By the way, gratz on your 2,000th post


----------



## Deleted member 3 (Jun 13, 2008)

The chips are available. All the 5000/5100/5400 series chipsets come with PCI-e to PCI-X bridges. Not sure if they're in the chipsets themselves or if they're separate chips though. Either way the logic exists.

Though the ramdisks you're talking about are most likely i-RAMs which are available as 5.25" device as well. They're connected via SATA so bandwidth of the PCI bus isn't the issue. If you really want to use PCI models, just use a PCI riser. If you can't find one. Desolder some PCI slots from an old mobo, look at a PCI pinout and connect the pins that power the boards, ie the ones used by the RAMdrives.


----------



## ktr (Jun 13, 2008)

I dunno where you can find the Gigabyte I-ram Box (5.25", DDR2, 8GB), I have never seen them in the US. But there is a Gigabyte I-ram (PCI, DDR1, 4GB), which can be found on ebay and other retailers. I am personally waiting on the I-ram box. 
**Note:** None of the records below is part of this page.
Issue #6119, opened 2017-05-12
Collapse 能否禁用？


petitspois:
### What problem does this feature solve?
不允许指定菜单展开

### What does the proposed API look like?
```js
<Panel disabled>
```

benjycui:
A PR is welcomed

benjycui:
antd 这边还是需要升级下依赖。

PR #6173, opened 2017-05-17
fix: Collapse.Panel should support disabled, close: #6119

benjycui:
Close: https://github.com/ant-design/ant-design/issues/6119

因为底层 rc-collapse 发的是 patch。。。。


benjycui:
Updated.

afc163 (approved):

afc163 (changes requested):
发到 2.11 上。

PR #6220, opened 2017-05-22
Add ValidationRule type for getFieldDecorator validation rules.

mitchelldemler:
Copied types from english documentation. (these might need checking?)


mitchelldemler:
Oops second commit contained a bunch of crap, will open another PR soon.

PR #6273, opened 2017-05-26
Translate into Polish (WIP)

kocielnik:
My commit is just the last one. Some expressions have been translated without my possibility of seeing them in the original places. Maybe you can provide me with a quick way to preview them?

Thanks for your feedback!


benjycui:
Oops, please clean your PR.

http://www.gigabyte.com.tw/Products/Storage/Default.aspx


----------



## thebeephaha (Jun 13, 2008)

germs said:


> I'm looking for a PCI x16 to PCI connector



http://www.virtuavia.eu/shop/pci-express-to-pci-adapter-p29855.html

Like that?


----------



## lemonadesoda (Jun 13, 2008)

^^ now THAT IS interesting (expansion box)

http://virtuavia.eu/shop/pci-express-to-pci-expansion-box-p29809.html


----------



## germs (Jun 14, 2008)

Thanks guys. Those were what I was looking for.

But are PCI slots all backwards compatible? Can I plug a PCI x16 card into a PCI 2.0 slot?


----------



## ShadowFold (Jun 14, 2008)

germs said:


> Thanks guys. Those were what I was looking for.
> 
> But are PCI slots all backwards compatible? Can I plug a PCI x16 card into a PCI 2.0 slot?



PCI-E 2.0 slots can use PCI-E 16x 8x and 1x cards. And PCI-E 16x slots can run 2.0, 8x and 1x cards.


----------



## germs (Jun 14, 2008)

Thanks everyone


----------



## hat (Jun 14, 2008)

PCI slots and PCI Express slots are two totally different things. Do not try to put a PCI Express card into a PCI slot or vice versa. The idea of PCI Express is any PCI Express device should work in any other PCI Express slot, as long as it physically fits. For example a PCI Express x1 card could plug into any other PCI Express slot, even 16x which is commonly used for graphics cards, without a hitch. However, a PCI-E x16 card would not work in a PCI-E x1 slot due to physically not fitting.


----------



## Mussels (Jun 14, 2008)

^ what hat said.
PCI
PCI-E
PCI-E 2.0
PCI-X

^ these are all different. while the two PCI-E slots are compatible, the others are NOT. it would help if you were more clear on what you wanted.


----------



## germs (Jun 14, 2008)

Everything I was curious about was answered


----------



## ShadowFold (Jun 14, 2008)

Mussels said:


> ^ what hat said.
> PCI
> PCI-E
> PCI-E 2.0
> ...



You can plug PCI-E cards into PCI-X slots?


----------



## Mussels (Jun 15, 2008)

ShadowFold said:


> You can plug PCI-E cards into PCI-X slots?



no.

you can plug PCI-E cards into PCI-E 2.0 slots, and vice versa.

None of the other slots (including PCI-X) are compatible with another slot.


----------